If you know who to ask (I don't in this case) you might find that Dell buys their RAM from Kingston and sells under the Dell name. I do not know this, but I do know that Kingston does make RAM for other companies. At one time they were the supplier for IBM, for instance... so whether you bought from IBM or Kingston you got the same product.


----------



## Cholly (Mar 22, 2004)

According to BestBuy's memory finder, 1 GB PC6400 DDR2 by any of the vendors I mentioned will do the job.


----------



## mjbehren (Nov 21, 2006)

Indiana627 said:


> So I got some Best Buy gift cards and have wanted to double my Vista PC RAM from 2 to 4GB. Is Kingston RAM good? I've always boughten Dell certified RAM before. Or is there another brand at BB to get? Thanks.
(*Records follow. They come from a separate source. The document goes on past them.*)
PR #138, opened 2026-08-11
perf(dashboard): stop re-reading every report on each run-list load

Baukebrenninkmeijer:
## Problem

The run-list pages were slow in proportion to the size of the run store, not the page. Both `sim_overview` and `redteam_overview` read **every** report in full, then sliced 8 rows off the end. The KPI band genuinely sums over all runs, so paging can't avoid the visit — but nothing forces it to be a full read every time.

## Fix

Three layers, cheapest first:

1. **Migration-on-read.** A legacy report with no manifest gets a `.manifests/` sidecar written the first time it's scanned, so later scans build its row from the manifest alone. No migration command to run — a runs dir heals itself as it's browsed. `eq runs` gets it for free (shares `list_manifests`).
2. **Per-run stats distillers.** `_sim_run_stats` / `_redteam_run_stats` reduce a report to ~20 scalars, mtime-keyed like `read_json` so a rewrite is a miss. The report JSON is dropped once the scalars exist.
3. **Whole-store aggregate** cached against `library.fingerprint()` — file count plus newest mtime across reports **and** `.manifests/`. Manifests are swept because an in-flight run rewrites its own on every stage flush; count alone would freeze a running run's row.

Also raises the per-run cache to 4096. At 512 a 1000-run store thrashed (**1832 misses / 168 hits**), so "warm" was still re-parsing everything.

## Numbers

1000 sim runs x 20 cases x 176 KB reports:

| | before | after |
|---|---|---|
| repeat load | 448 ms | **8 ms** |
| page 2 | 448 ms | **8 ms** |
| after a new run lands | 448 ms | 116 ms (only the new report is parsed) |
| cold (first ever load, writes sidecars) | 448 ms | 1071 ms |

Fingerprint sweep itself is ~5 ms / 1000 files.

## Notes

- `library._default_roots` -> `default_roots`: metrics needs it for the cache key, and `app.py` was already importing the private name.
- Backfill skips pairwise (no `ManifestSurface` member) and errored reports, and never overwrites an existing sidecar.
- Not covered: `landing()` and search still full-scan per load; a fresh process still pays cold. Same treatment applies when either becomes the complaint.

## Tests

New: manifest backfill (incl. the broken-report skip), stats cache invalidating on rewrite, a new run appearing without restart, fingerprint reacting to both an advancing in-flight manifest and a landing report.

`ruff check src`, `ruff format --check src`, `basedpyright` (bare), `pytest -m 'not integration'` — 4060 passed.

### DIFF
--- a/src/evaluatorq/dashboard/app.py
+++ b/src/evaluatorq/dashboard/app.py
@@ -138,11 +138,11 @@ def _settings_config(roots: list[Path] | None) -> list[tuple[str, str | list[str
     masked suffix (never the full value)."""
     import os
 
-    from evaluatorq.dashboard.library import _default_roots
+    from evaluatorq.dashboard.library import default_roots
     from evaluatorq.dashboard.orq_workspace import classify_host, resolve_base_url, resolve_slug
     from evaluatorq.simulation.types import DEFAULT_MODEL
 
-    scan_roots = roots if roots is not None else _default_roots()
+    scan_roots = roots if roots is not None else default_roots()
     store_paths = [str(p) for p in scan_roots] or ['—']
     config: list[tuple[str, str | list[str]]] = [('Run stores', store_paths)]
     config.append(('Default sim model', DEFAULT_MODEL))
--- a/src/evaluatorq/dashboard/library.py
+++ b/src/evaluatorq/dashboard/library.py
@@ -13,6 +13,8 @@ from typing import TYPE_CHECKING, TypeVar
 
 from loguru import logger
 
+from evaluatorq.common.run_manifest import MANIFESTS_DIR_NAME
+
 if TYPE_CHECKING:
     from collections.abc import Callable, Iterator
 
@@ -132,7 +134,7 @@ class ReportCard:
     stage: str | None = None
 
 
-def _default_roots() -> list[Path]:
+def default_roots() -> list[Path]:
     from evaluatorq.pairwise_run import get_pairwise_runs_dir
     from evaluatorq.redteam.runner import get_runs_dir
     from evaluatorq.simulation.utils.run_store import get_sim_runs_dir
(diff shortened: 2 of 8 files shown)


Baukebrenninkmeijer:
## Review pass — 7 lenses (Codex gpt-5.6-luna, high)

Ran code quality, tests, silent failures, comments, minimality, plus a two-axis standards/spec review over `origin/main...HEAD`. Summary of what survived verification.

### Fixed in this branch — a4646b5f

`_rt_run_name()` compared the trailing parenthetical against `report.tested_agents`, which holds bare keys (`my-key`), but the runner interpolates `PreparedTarget.target` — the full target string (`agent:my-key`, see `runner.py:1373`). The common case therefore left `(agent:my-key)` sitting in the hero title, which is exactly what the split was meant to remove. My original test used a bare key and passed. Both sides now compare with the `kind:` prefix dropped; tests cover prefixed / bare / `N targets`, plus per-pill model association on a multi-agent run.

Also corrected three inaccurate comment claims (model is optional in the pill sub; the agent row now really does use `.report-hero-sub`'s `4px 0 16px` margins rather than claiming to while using 6px).

### Filed — RES-1276 (not fixed here; this is the perf commit's area)

https://linear.app/orqai/issue/RES-1276

1. **Manifest backfill degrades `eq redteam runs` / `eq sim runs`.** `_backfill_manifest()` writes `summary={'total_results': N}` — enough for the dashboard card (`library.py:214`), not enough for the CLI table, which reads `pipeline`, `tested_agents`, `total_attacks`, `vulnerability_rate` off the same summary (`redteam/cli.py:831-844`). Legacy runs used to fall through to a full read and populate all four. After the dashboard is opened once the sidecar exists, the manifest branch wins, and those columns go permanently empty — on a surface this PR never touches, with nothing in the CLI to signal it. This is the one I'd want fixed before merge; the PR body describes the migration as "`eq runs` gets it for free".

2. **`fingerprint()` sweeps files the aggregate never reads.** It globs every root `*.json` including the `01_`/`02_`/`03_` artifacts `_iter_report_files()` deliberately excludes — so it over-invalidates, and the "~5 ms per 1000 files" figure measures a different file set than the aggregate reads.

### Raised and closed — no action

- **`fingerprint()` staleness on `(count, newest_mtime)`.** Five of seven agents flagged this as a live bug. Reading the code, it's mostly theoretical: any ordinary write sets mtime to now, which advances `newest` unconditionally. It only bites on mtime-preserving restores (`cp -p`, rsync `-t`) or a backwards clock step. Worth a comment naming that ceiling, not a redesign. (Agreement across agents isn't evidence — they read the same code and made the same inference.)
- **"Delete the whole-store aggregate cache."** The argument was that removing the layer removes the staleness bug; per the above that bug is largely theoretical, so the trade reduces to losing the warm-page shortcut for an edge case. Keep it.
- **Missing docs for `default_roots()` / the hero layout.** CLAUDE.md's "docs ship in the same PR" rule targets public surface (`__all__`, CLI flags, env vars, registry members). Neither qualifies.

No scope creep found on either commit.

I like PNY, its decent stuff. I run it in my machines at home. No issues.

Mb


----------



## kevinwmsn (Aug 19, 2006)

Kingston is good. I like Crucial better, but there's nothing quite like going to store and having it that day instead of ordering and waiting.


----------



## funhouse69 (Mar 26, 2007)

My personal experience with Kingston RAM is that you can not go wrong. I bought some of their Server RAM (Error Correcting) when the OEM was insane in price they were very reasonable. I got it and it worked perfectly.

Sure there are some companies that might be less money like A-Data or G.Skill but I've had the occasional issues with them and never any with Kingston, Corsair or OCZ.


----------



## Indiana627 (Nov 18, 2005)

Thanks for all the advice everyone.


----------



## dmspen (Dec 1, 2006)

BTW, Dell just buys whoever is cheapest and throws their "Dell Certified" label on it. The stuff is so cheap and memory is so reliable that they can afford ro replace the miniscule number of failed modules. With Dell any memory you get could be from anyone. However, they will stand behind it and replace it, but then again, so does any memory manufacturer.


----------



## Stuart Sweet (Jun 19, 2006)

I have had only one problem with Kingston RAM and it may have been an incorrect spec from the manufacturer. The Value RAM is very solid for home use.


----------



## CoriBright (May 30, 2002)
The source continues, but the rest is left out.